Now that students have had time to work on finding the value of trigonometric functions, I want to change things up a bit. Today students will be given the value of a trigonometric function and find all angles that have that value.
I begin by having students consider this question:
Find all angles between 0 and 2*pi that have a sine value of 1/2.
I let students work for a few minutes and then share their results. We discuss how students determined the answer. I'll ask a question like, "Why are there 2 answers?"
After discussing the Bell Work I give students a value and ask students to find all trigonometric functions including the angle that has that value. Students work on this for a minute or two and then start putting their answers on the board. I do not limit the values that the angle can be to see if students consider rotating multiple times around the circle.
As students share their answers I watch for answers that are more than one revolution or that are negative. If students have not considered this I will put a few of these on the board for students to verify if they are correct or incorrect. I will put at least one that is wrong just to make sure students are checking my answers.

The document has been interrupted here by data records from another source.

Issue #2803, opened 2022-06-23
Relax HostResolveImportedModule idempotency requirement when referencingScriptOrModule is null


nicolo-ribaudo:
_HostResolveImportedModule(...) specification in ecma262: https://tc39.es/ecma262/#sec-hostresolveimportedmodule_
_HostResolveImportedModule(...) specification in HTML: https://html.spec.whatwg.org/#hostresolveimportedmodule(referencingscriptormodule,-modulerequest)_

Consider the third implementation requirement:
> - Each time this operation is called with a specific _referencingScriptOrModule_, _specifier_ pair as arguments it must return the same [Module Record](https://tc39.es/ecma262/#sec-abstract-module-records) instance if it completes normally.

Also, remember that first parameter can be `null` when, for example, the _HostResolveImportedModule_ calls comes from a dynamic import in an inline event handler on an HTML element.

Consider this example:
```html
<!-- ./index.html -->
<script>globalThis.foo = 1;</script>
<button type="button" onclick="import('./mod.js').then(console.log)">Click me</button>
<iframe src="./iframe.html"></iframe>
```
```html
<!-- ./iframe.html -->
<script>globalThis.foo = 2;</script>
<button type="button" onclick="import('./mod.js').then(console.log)">Click me</button>
```
```js
<!-- ./iframe.html -->
console.log("Hi :) I have been executed");
export const foo = globalThis.foo;
```

If you first click on the first button and then on the second one, there are two _HostResolveImportedModule(`null`, `"./mod.js"`)_ calls: according to ecma262 they should return the same module record, thus both `console.log`s will log the same namespace object and not `{ foo: 1 }`, `{ foo: 2 }`.

However, [the HTML spec](https://html.spec.whatwg.org/#hostresolveimportedmodule(referencingscriptormodule,-modulerequest)) does not respect this requirement: if _referencingScriptOrModule_ is `null`, the module resolution depends on the "[current settings object](https://html.spec.whatwg.org/multipage/webappapis.html#current-settings-object)", which is the [[HostDefined]] slot of the current Realm.

---

I think that we can fix this in two ways:
1. Change the third `HostResolveImportedModule` constraint to something like this:
    > - Each time this operation is called with a specific _referencingScriptOrModule_, _specifier_ pair as arguments, **if _referencingScriptOrModule_ is not null** it must return the same [Module Record](https://tc39.es/ecma262/#sec-abstract-module-records) instance if it completes normally.
    
[...]

PR #2806, opened 2022-06-24
Editorial: Clarify that the `HostResolveImportedModule` cache is per-Realm

nicolo-ribaudo:
This commit clarifies that `HostResolveImportedModule` is required to return the same Module Record when called two times with the same (`null`, _specifier_) arguments only if the two calls are executed with the same current Realm.

Fixes https://github.com/tc39/ecma262/issues/2803.

I don't know if this is normative or editorial, because I don't know what is the current requirement:
- (Editorial) The cache is already implicitly per-Realm, as suggested by @dominic in https://github.com/tc39/ecma262/issues/2803#issuecomment-1164675594
- (Normative) If the referencing script/module is `null` there is currently no caching requirement, as suggested by @codehag in https://github.com/tc39/ecma262/issues/2803#issuecomment-1165251478
- (Normative) If `HostResolveImportedModule` is called with the same (`null`, _specifier_) arguments it must return the same Module Record even if it is in a different Realm, which was my understanding when reading the spec.

The HTML spec already follows the updated requirement proposed by this PR.

An alternative to this PR is https://github.com/nicolo-ribaudo/ecma262/commit/0877ff734cce3c8964cb92c890d54cfaa017834a, which has the same behavior but makes the caching behavior more explicit by moving it from a host requirement to an Abstract Operation that caches values in a per-Realm List.

### DIFF
--- a/spec.html
+++ b/spec.html
@@ -27790,7 +27790,7 @@
             If a Module Record corresponding to the pair _referencingScriptOrModule_, _specifier_ does not exist or cannot be created, an exception must be thrown.
           </li>
           <li>
-            Each time this operation is called with a specific _referencingScriptOrModule_, _specifier_ pair as arguments it must return the same Module Record instance if it completes normally.
+            Each time this operation is called, if it completes normally and the (_referencingScriptOrModule_, _specifier_, current Realm Record) triple is the same, it must return the same Module Record instance.
           </li>
         </ul>
         <p>Multiple different _referencingScriptOrModule_, _specifier_ pairs may map to the same Module Record instance. The actual mapping semantic is host-defined but typically a normalization process is applied to _specifier_ as part of the mapping process. A typical normalization process would include actions such as alphabetic case folding and expansion of relative and abbreviated path specifiers.</p>


spec.html
```diff
@@ -27803,7 +27803,7 @@ <h1>
             If a Module Record corresponding to the pair _referencingScriptOrModule_, _specifier_ does not exist or cannot be created, an exception must be thrown.
           </li>
           <li>
-            Each time this operation is called with a specific _referencingScriptOrModule_, _specifier_ pair as arguments it must return the same Module Record instance if it completes normally.
+            Each time this operation is called, if it completes normally and the (_referencingScriptOrModule_, _specifier_, current Realm) triple is the same, it must return the same Module Record instance.
```
nicolo-ribaudo, line 27806:
```suggestion
            Each time this operation is called, if it completes normally and the (_referencingScriptOrModule_, _specifier_, current Realm Record) triple is the same, it must return the same Module Record instance.
```

nicolo-ribaudo:
Update: the "alternative commit" I linked (https://github.com/nicolo-ribaudo/ecma262/commit/0877ff734cce3c8964cb92c890d54cfaa017834a) is now also used in the Module Blocks proposal because it's needed to differentiate resolution of "external modules" (that go through HostResolveImportedModule) from the resolution of module blocks (https://tc39.es/proposal-js-module-blocks/#sec-resolveimportedmodule).

michaelficarra:
The editors like this PR as-is, and believe it resolves #2803. The "alternative" strategy is also fine, but it can be brought in with a feature that needs it.

@codehag does this resolve your confusion around a `null` `referencingScriptOrModule` from https://github.com/tc39/ecma262/issues/2803#issuecomment-1165289120?

michaelficarra (approved):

How are the angles related to the ones on the board?
When students say that they are 360 degrees or 2pi radians more than the given angle. I now ask students if they can think of a way to write all angles? I show students the idea of 2npi or 360n along with 180n or npi. How many answers could we have?
I now become more specific and give students a trigonometric equation such as sin t= 1. Students work to find the answer. We do several of these before I give students problems with a limited domain.
Once I feel that students are understanding how to find the angle I give student the Special Angles Worksheet 2. I help students read through the directions. One issue that students have is how to determine if the answer needs to be in radians or degrees. I show students how reading the directions and noticing the limits on the domain will help them know which way to write the angles. On this worksheet the domain limits are in radians so the answers should be in radians.
As students work today I help students that are still struggling. Many students will want me to just verify that the answers are correct. Once they know they are doing the problems correctly the students are willing to work in small groups on the problems.
As class ends today I ask students to complete and exit slip to answer this prompt.
When we are given the value and the function such as sin t=1/2, we can have an infinite number of solutions or just 1 or 2. What should you find to help you determine the number of solutions for a problem like sin t=1/2?
Many times students do not read the directions to a problem or consider the situation to a real world problem when determining an answer. Students need to realize they need to identify the domain to determine the number of solutions a problem will have.